PR #640, opened 2024-05-27
Fix ClassCastException inserting a paragraph into header or footer (bug 69042)

AntonOellerer:
Up until now, when trying to insert a paragraph into a header or footer via the `XWPFDocument.insertNewParagraph(XmlCursor)` method, a `ClassCastException` was thrown as the code
 incorrectly assumed that the object in the path to the cursor is a table in all cases.
To fix this, the method was updated so that the case where the path object is the header or footer is handled appropriately.
https://bz.apache.org/bugzilla/show_bug.cgi?id=69042


poi-ooxml/src/main/java/org/apache/poi/xwpf/usermodel/XWPFDocument.java
```diff
@@ -912,6 +920,53 @@ private void insertElementIntoCell(XWPFTableCell tableCell, IBodyElement iBodyEl
         }
     }
 
+    private void insertIntoTables(IBodyElement iBodyElement, Deque<XmlObject> path, CTTbl ctTbl, List<XWPFTable> tables) {
+        for (XWPFTable xwpfTable : tables) {
+            if (ctTbl == xwpfTable.getCTTbl()) {
+                insertElementIntoTable(xwpfTable, iBodyElement, path);
+            }
```
pjfanning, line 930: shouldn't you break when you match in the `if`?

poi-ooxml/src/main/java/org/apache/poi/xwpf/usermodel/XWPFDocument.java
```diff
@@ -912,6 +920,53 @@ private void insertElementIntoCell(XWPFTableCell tableCell, IBodyElement iBodyEl
...
+        }
+    }
+
+    private void insertIntoHeadersFooters(IBodyElement iBodyElement, CTHdrFtrImpl ctHdrFtrImpl) {
+        for (XWPFHeader header : headers) {
+            if (ctHdrFtrImpl == header._getHdrFtr()) {
+                insertIntoHeaderFooter(iBodyElement, header);
```
pjfanning, line 937: same issue as above about break call when you match in the if and likewise in next for loop.

poi-ooxml/src/test/java/org/apache/poi/xwpf/TestXWPFBugs.java
```diff
@@ -25,9 +25,7 @@ Licensed to the Apache Software Foundation (ASF) under one or more
 import java.io.File;
 import java.io.IOException;
 import java.io.InputStream;
-
 import javax.crypto.Cipher;
-
```
pjfanning: Can you add back this new line?

AntonOellerer:
Thank you for the review, I added `breaks`/`returns` where necessary!

AntonOellerer:
I did some more work around this problem and discovered that the problem might actually lie somewhere else, as `XWPFDocument.insertNewParagraph(XmlCursor)` should not be invoked if the parent object is actually a `XWPFHeaderFooter`, instead we should use `XWPFHeaderFooter.insertNewParagraph(XmlCursor)`.
What is your opinion on this @pjfanning?

pjfanning:
My preference is to make as few changes as possible to POI. It is a 20 year old project and it is very easy to break stuff when attempting to make changes.

PR #653, opened 2024-07-03
fixing a possible merge issue

tohidemyname:


centic9:
Thanks for the suggestion, this is applied now.

Also updated JavaDoc a bit. 

Note: We prevent creation of sheets where the name only differs in upper-/lowercase, but a "broken" input file might lead to slightly different behavior after this, but we now handle this consistently across different formats.

PR #727, opened 2024-11-19
Do not replace the @DSTAMP@ token when generating Version.java

ebourg:
The timestamp was removed from `Version.java` last year (23caf67c58fb5e6ecbe50eb1a24b02ef40585629), but the Ant and Gradle builds still attempt to replace the `@DSTAMP@` token. This PR removes this now unnecessary replacement.


ebourg:
Thanks!

PR #728, opened 2024-11-19
Write the number of blocks used by the property table in the header of files using 4K blocks only

ebourg:
This is a follow up to the PR #462 for Bug 66590, the header field must be updated only if the file uses 4K blocks. If small blocks are used the field must remain nul.


pjfanning:
This causes a lot of test failures.

Example:
Test testWritePropertyCount4096() FAILED

ebourg:
Indeed, I misused writeOutAndReadBack, the tested files are modified but shouldn't.

ebourg:
Fixed, the tests pass now.

ebourg:
Thank you

PR #730, opened 2024-11-20
Misplaced comment in DirectoryNode

ebourg:
There is a misplaced comment in the `DirectoryNode` class, the `iterator()` and `spliterator()` methods aren't part of the `POIFSViewable` interface and should be under the `/* **********  END  begin implementation of POIFSViewable ********** */` comment.


centic9:
Thanks for the change, I ended up reformatting the whole file some more to better fit the coding style in other areas.

PR #770, opened 2025-03-11
Bugfix setBulletStyle in XSLFTextParagraph

GermanAlejo:
Having a 0 here throws IllegalArgumentException, the method setBulletAutoNumber requires 1 as minimun as argument.


pjfanning:
This won't be accepted unless there is a detailed description of why this is needed and test cases are needed.

GermanAlejo:
I discovered this bug while using the library myself. The method setBulletStyle from XSLFTextParagraph class calls setBulletAutoNumber method, which expects a int as a parameter (startAt) this is hardcoded so minimun value allowed is 1, if the value is less than 1 then the method will throw IllegalArgumentException

image

The problem is method setBulletStyle has a minimun hardcoded value of 0 when calling this method, which means that each time we call it with a AutoNumberingScheme argument it will always throw an IllegalArgumentException, this renders this method quite useless, changing the 0 by 1 would solve the issue.

GermanAlejo:
I have added a couple of tests, however I am not knowledgeable in testing so please let me know If this should be done in any way different or if it is insufficient and I will update the PR. 

Let me know aswell if the explanation provided is not enough.

pjfanning:
Thanks @GermanAlejo - merged. I will have a look out for issues and if there are, I may need to revert this.

PR #775, opened 2025-03-19
Allow some OPC compliance checks to be tuned via optional configuration

krrg:
(Feature Proposal)

Currently POI strictly enforces compliance with the OPC specs and provides no mechanism by which these checks can be disabled by the library consumer. Unfortunately, there do exist documents in the wild that do not _strictly_ adhere to one or more of these specifications but which still need to be parsed. I have observed a number of documents "in the wild" over the years which are not strictly compliant, but otherwise can be parsed successfully were it not for the strict compliance checking.

I would like to introduce a new `OPCComplianceFlags` class which consumers may optionally include when opening an OPCPackage. This will allow users to optionally disable the current strict checking behavior at a granular level for M4.2 through M4.5, allowing them to parse documents that are technically non-compliant, but which are otherwise valid. 

This change should be completely backwards compatible. All existing public APIs are retained and will default to the existing behavior of strict OPC enforcement if no compliance flag parameter is passed. I have added a few additional tests to ensure these flags work if specified.

Thanks in advance for any feedback you might have!

### DIFF
--- a/poi-ooxml/src/main/java/org/apache/poi/openxml4j/opc/OPCPackage.java
+++ b/poi-ooxml/src/main/java/org/apache/poi/openxml4j/opc/OPCPackage.java
@@ -151,6 +151,7 @@ public abstract class OPCPackage implements RelationshipSource, Closeable {
      * @param opcComplianceFlags Enable or disable specific OPC compliance flags.
      *                           This is useful to allow parsing of certain non-compliant documents.
      * @throws OpenXML4JRuntimeException if there are issues creating properties part
+     * @since POI 5.4.1
      */
     OPCPackage(PackageAccess access, OPCComplianceFlags opcComplianceFlags) {
         if (getClass() != ZipPackage.class) {
@@ -202,6 +203,7 @@ public abstract class OPCPackage implements RelationshipSource, Closeable {
      * @throws InvalidFormatException
      *             If the specified file doesn't exist, and a parsing error
      *             occur.
+     * @since POI 5.4.1
      */
     public static OPCPackage open(String path, OPCComplianceFlags opcComplianceFlags) throws InvalidFormatException {
         return open(path, defaultPackageAccess, opcComplianceFlags);
@@ -232,6 +234,7 @@ public abstract class OPCPackage implements RelationshipSource, Closeable {
      * @throws InvalidFormatException
      *             If the specified file doesn't exist, and a parsing error
      *             occur.
+     * @since POI 5.4.1
      */
     public static OPCPackage open(File file, OPCComplianceFlags opcComplianceFlags) throws InvalidFormatException {
         return open(file, defaultPackageAccess, opcComplianceFlags);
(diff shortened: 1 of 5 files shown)


poi-ooxml/src/main/java/org/apache/poi/openxml4j/opc/OPCPackage.java
```diff
@@ -141,14 +141,26 @@ public abstract class OPCPackage implements RelationshipSource, Closeable {
...
+
+    /**
+     * Constructor.
+     *
+     * @param access Package access.
+     * @param opcComplianceFlags Enable or disable specific OPC compliance flags.
+     *                           This is useful to allow parsing of certain non-compliant documents.
+     * @throws OpenXML4JRuntimeException if there are issues creating properties part
+     */
+    OPCPackage(PackageAccess access, OPCComplianceFlags opcComplianceFlags) {
```
pjfanning, line 156: can you add `@since POI 5.4.1` to new non-private methods and constructors?

pjfanning: it's ok with new classes just to put this `@since` on the class level content and not on methods/constructors.

poi-ooxml/src/test/java/org/apache/poi/openxml4j/opc/compliance/TestOPCComplianceCoreProperties.java
```diff
@@ -295,4 +305,50 @@ void testNoCoreProperties_saveInPlace() throws Exception {
...
         assertTrue(tmp.delete());
     }
+
+    /**
+     * Test M4.2 rule not enforced when appropriate OPCComplianceFlag is set.
+     */
+    @Test
+    void testDisableEnforceCompatibilityMarkup() throws IOException {
+        testComplianceFlagOverridePreventsException(
+                "DoNotUseCompatibilityMarkupFAIL.docx",
```
pjfanning, line 315: these files - should they be in the PR or are they already in the repo? It doesn't look right that they have no relative path info.

pjfanning: if these are new files that need to be added to the repo (test-data dir and it has subdirs based on file type), it will probably break the poi-integration tests which run automatic tests on all files in test-data dir and invalid files will need to be explicitly skipped

krrg: These files already exist and are already being used in the neighboring tests. The existing tests in this file check that we _do_ enforce compliance. My additional tests confirm that when a specific compliance setting (or settings) are turned off, the file then parses without error.

I'm using the same `OpenXML4JTestDataSamples.openSampleStream` method the other tests use, which I believe handles the actual prefixing, etc.

I ran all of the tests with gradle test, and everything passed on my machine including all the `poi-integration` tests, so I think we're okay? Happy to adjust anything if I missed something.

pjfanning:
Thanks - merged

PR #806, opened 2025-05-10
Avoiding needless `java.awt.Color` dependency in `HSSFColor`

JaroslavTulach:
I am currently working on project called [Enso](https://github.com/enso-org/enso). We are making [heavy use of Apache POI](https://github.com/enso-org/enso/blob/59eb1f2aeb6369fe2abde95f66385a3927064a9e/build.sbt#L1395) to parse Excel documents our users are processing.

[Excel in Enso](https://community.ensoanalytics.com/c/enso101/sections/245392/lessons/914097 "Excel in Enso")

We are also using [GraalVM Native Image](http://graalvm.org) to compile our application to _native executable_. Recently we realized in https://github.com/enso-org/enso/pull/12843 that it is necessary to **avoid dependency on `java.desktop`** module.

### Why Avoiding `java.desktop` Dependency?

Since Java9 the JDK offers tool called [jlink](https://openjdk.org/jeps/282). It can be used to create a smaller JDK ready for execution in the cloud and other restricted environments:
- one can specify set of JDK modules to include 
- often it is useful to exclude `java.desktop`
- in https://github.com/enso-org/enso/pull/12843 exclusion of `java.desktop` was necessary
- as GraalVM was crashing when `java.desktop` was included

Excluding `java.desktop` is a good practice anyway - reduces bloat of the final application by tens of megabytes.

### Patching `HSSFColor`

- to resolve all the needs of https://github.com/enso-org/enso/pull/12843
- I had to [copy the code of HSSFColor](https://github.com/enso-org/enso/pull/12843/files#r2081091554) into our repository
- and modify it to avoid instantiating `java.awt.Color`

Such a solution was good short-term workaround, but I **don't want to maintain a fork** of POI! Hence my goal is to find a way to include the necessary fixes in your project in the long term. Hence the creation of this PR. Can you please consider its acceptance?

### Technicalities

- this PR replaces the RGB handling code in `HSSFColor`
- originally this code relied on `java.awt.Color`
   - however that creates _unnecessary dependency_ on `java.desktop`
- the PR proposes direct manipulation with RGB `int` compatible with handling in `java.awt.Color`
- the _behavior remains the same_
- dependency of `HSSFColor` on `java.desktop` is removed

### Other Fixes

- there are [other places in POI where dependency](https://github.com/enso-org/enso/pull/12843) on `java.desktop` deserves to be removed 
-  however that's a long term direction
- I am starting with this simple `HSSFColor` proposal 
- if it is accepted, I create subsequent PRs addressing other `java.desktop` dependencies

### DIFF
--- a/poi/src/main/java/org/apache/poi/hssf/util/HSSFColor.java
+++ b/poi/src/main/java/org/apache/poi/hssf/util/HSSFColor.java
@@ -353,16 +353,15 @@ public class HSSFColor implements Color {
                Integer.toHexString(getBlue()*0x101)).toUpperCase(Locale.ROOT);
     }
 
-    final short getBlue() {
+    private final short getBlue() {
         return (short) (rgb & 0xff);
     }
-    final short getGreen() {
+    private final short getGreen() {
         return (short) ((rgb >> 8) & 0xff);
     }
-    final short getRed() {
+    private final short getRed() {
         return (short) ((rgb >> 16) & 0xff);
     }
-
 
     @Override
     public boolean equals(Object o) {
--- a/poi/src/main/java/org/apache/poi/hssf/util/HSSFColor.java
+++ b/poi/src/main/java/org/apache/poi/hssf/util/HSSFColor.java
@@ -42,7 +42,7 @@ public class HSSFColor implements Color {
     private static Map<Integer,HSSFColor> indexHash;
     private static Map<HSSFColorPredefined,HSSFColor> enumList;
 
-    private final java.awt.Color color;
+    private final int rgb;
     private final int index;
     private final int index2;
 
@@ -110,7 +110,7 @@ public class HSSFColor implements Color {
         private final HSSFColor color;
 
         HSSFColorPredefined(int index, int index2, int rgb) {
-            this.color = new HSSFColor(index, index2, new java.awt.Color(rgb));
+            this.color = new HSSFColor(index, index2, rgb);
         }
 
         /**
@@ -145,7 +145,7 @@ public class HSSFColor implements Color {
          * @return (a copy of) the HSSFColor assigned to the enum
          */
         public HSSFColor getColor() {
-            return new HSSFColor(getIndex(), getIndex2(), color.color);
+            return new HSSFColor(getIndex(), getIndex2(), color.rgb);
         }
     }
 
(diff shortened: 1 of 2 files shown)


poi/src/main/java/org/apache/poi/hssf/util/HSSFColor.java
```diff
@@ -145,21 +145,45 @@ public String getHexString() {
...
+     * new HSSFColor(index, index2, color.getRGB());
+     * </pre>
+     * or specify RGB directly.
+     *
+     * @param index
+     * @param index2
+     * @param color
+     * @deprecated prefer constructor that specifies RGB directly as a value
+     */
+    @Deprecated
```
pjfanning: why deprecate a constructor if simply prefer another constructor?

poi/src/main/java/org/apache/poi/hssf/util/HSSFColor.java
```diff
@@ -324,11 +348,22 @@ public short getIndex2() {
...
     public String getHexString() {
-        return (Integer.toHexString(color.getRed()*0x101) + ":" +
-               Integer.toHexString(color.getGreen()*0x101) + ":" +
-               Integer.toHexString(color.getBlue()*0x101)).toUpperCase(Locale.ROOT);
+        return (Integer.toHexString(getRed()*0x101) + ":" +
+               Integer.toHexString(getGreen()*0x101) + ":" +
+               Integer.toHexString(getBlue()*0x101)).toUpperCase(Locale.ROOT);
     }
 
+    final short getBlue() {
```
pjfanning: would there a be a benefit to making these methods public?

So far, you don't appear to use these methods outside this class, so they could even be made private.

myeyestore:
The documentation in this repository is excellent! Very clear and comprehensive.

poi/src/main/java/org/apache/poi/hssf/util/HSSFColor.java
JaroslavTulach: - I didn't want to change the API - unless necessary
- there are no usages of these methods outside of this class thus I am making them private in 449dba6
- the `color` field wasn't publicly accessible either (luckily)

poi/src/main/java/org/apache/poi/hssf/util/HSSFColor.java
JaroslavTulach: - probably a _hidden thought_ in my mind
   - I'd like the usage of `java.awt.Color` to disappear one day
   - thus deprecating
- but the "Color constructor" doesn't need to be _deprecated_
- another thought: 
   - the new constructor doesn't need to be public
   - that way we could minimize the publicly visible API changes to zero
   - I said I prefer not to [change the API](https://github.com/apache/poi/pull/806#discussion_r2083226065) unless necessary, then
   - keeping the "Color constructor" and hiding the RGB one would live to that promise...

### Three Options

1. deprecate "Color constructor" and introduce public "RGB constructor"
2. leave "Color constructor" and make the "RGB constructor" (package) private
3. leave "Color constructor" and introduce public  "RGB constructor"

Any of those options works for Enso use-case. I can do any of them. My slight preference goes to option no. 1.

pjfanning:
I'd prefer to make the new constructor public but not to deprecate the old one.

poi/src/main/java/org/apache/poi/hssf/util/HSSFColor.java
JaroslavTulach: > I'd prefer to make the new constructor public but not to deprecate the old one.

Done in 32fea65

pjfanning:
thanks - merged

JaroslavTulach:
> thanks - merged

I see https://github.com/apache/poi/commit/8bac1b33f6ddfc7dbc2b83c28419026f651b5c63 - thanks for accepting my change. It will make Enso better. When do you expect next release binary artifacts to be uploaded to Maven central?

PS: I was hoping to get a commit authored by me in the POI history to expand on my [ASF contributions](https://projects.apache.org/committee.html?netbeans). Maybe next time.

pjfanning:
We don't use git in POI. We use subversion. This GitHub project is a readonly mirror.

There is no release expected in the near future. The POI community is small and releases need multiple people to do reviews and get involved in the votes.

You can build the jars from source or we have regular builds in CI - https://ci-builds.apache.org/

JaroslavTulach:
> There is no release expected in the near future. 

Your [web indicates](https://poi.apache.org/changes.html) you may perform a release by end of the calendar year (it shows `Version 5.4.2 (2025-??-??)`). True? 

> releases need multiple people ... get involved in the votes.

As a PMC member of [Apache NetBeans](https://people.apache.org/phonebook.html?unix=netbeans) I can give you non-binding +1 ;-)

PR #808, opened 2025-05-16
feat: read trackChange

donglining:
read trackChange  in sdtcontent


pjfanning:
Thanks but can you add tests? Have you run the existing tests? Can you provide some background about the change?

pjfanning:
-1 from me

I think the change tracking should not be hacked as if is a text run. If we were to add such changes, I think they should not be ignored by the parser by default and the change data should be stored in dedicated classes. The last thing we need is to have our POI Word parser returning deleted paragraphs and text as if they were still visible in the doc.

donglining:
> Thanks but can you add tests? Have you run the existing tests? Can you provide some background about the change?

>  Currently, the change tracking in XWPFSDTContent cannot be read. I can  add some tests
I believe change tracking should be readable, allowing users to determine whether to display it. In XWPFParagraph, insertion (ins) change tracking is currently read as run text.

like this ,  the  'EF'  ins trackChange  can‘t  read ,  

image

pjfanning:
> -1 from me
> 
> I think the change tracking should not be hacked as if is a text run. If we were to add such changes, I think they should not be ignored by the parser by default and the change data should be stored in dedicated classes. The last thing we need is to have our POI Word parser returning deleted paragraphs and text as if they were still visible in the doc.

I will try try to veto this change. The change tracking should not be treated like a text run. It needs it own dedicated handling.

donglining:
> > -1 from me
> > I think the change tracking should not be hacked as if is a text run. If we were to add such changes, I think they should not be ignored by the parser by default and the change data should be stored in dedicated classes. The last thing we need is to have our POI Word parser returning deleted paragraphs and text as if they were still visible in the doc.
> 
> I will try try to veto this change. The change tracking should not be treated like a text run. It needs it own dedicated handling.

like  XWPFParagraph   , change tracking treated like a text run.
image

pjfanning:
If you add test coverage then this can be reviewed but it is bad practice to provide PRs with no description and no tests.

donglining:
> If you add test coverage then this can be reviewed but it is bad practice to provide PRs with no description and no tests.

Got it. I'll proceed with adding test cases.

poi-ooxml/src/main/java/org/apache/poi/xwpf/usermodel/XWPFSDTContent.java
```diff
@@ -123,8 +134,12 @@ public String getText() {
                 text.append(((XWPFSDT) o).getContent().getText());
                 addNewLine = true;
             } else if (o instanceof XWPFRun) {
-                text.append(o);
-                addNewLine = false;
+                XWPFRun xRun = (XWPFRun) o;
+                // don't include the text if reviewing is enabled and this is a deleted run
+                if (xRun.getCTR().getDelTextArray().length == 0) {
```
pjfanning, line 139: use isEmpty() instead of length == 0

pjfanning:
I downloaded the docx in the PR. Word shows the suggested changes but they are just suggestions. They are not the saved state of the document.

donglining:
> I downloaded the docx in the PR. Word shows the suggested changes but they are just suggestions. They are not the saved state of the document.

Yes, but the INS (insertion) track changes in XWPFParagraph are being read as TextRun objects. I want them to have consistent behavior (i.e., either all treated as tracked changes or all as final text).

poi-ooxml/src/main/java/org/apache/poi/xwpf/usermodel/XWPFSDTContent.java
donglining: I will make the corresponding changes here.

donglining: but  Here, it's an array, not a collection.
::::
#### Exercise requirements:
Match on "suggestions": copy every line in the records that has it.

#### Output for this task:
I downloaded the docx in the PR. Word shows the suggested changes but they are just suggestions. They are not the saved state of the document.
> I downloaded the docx in the PR. Word shows the suggested changes but they are just suggestions. They are not the saved state of the document.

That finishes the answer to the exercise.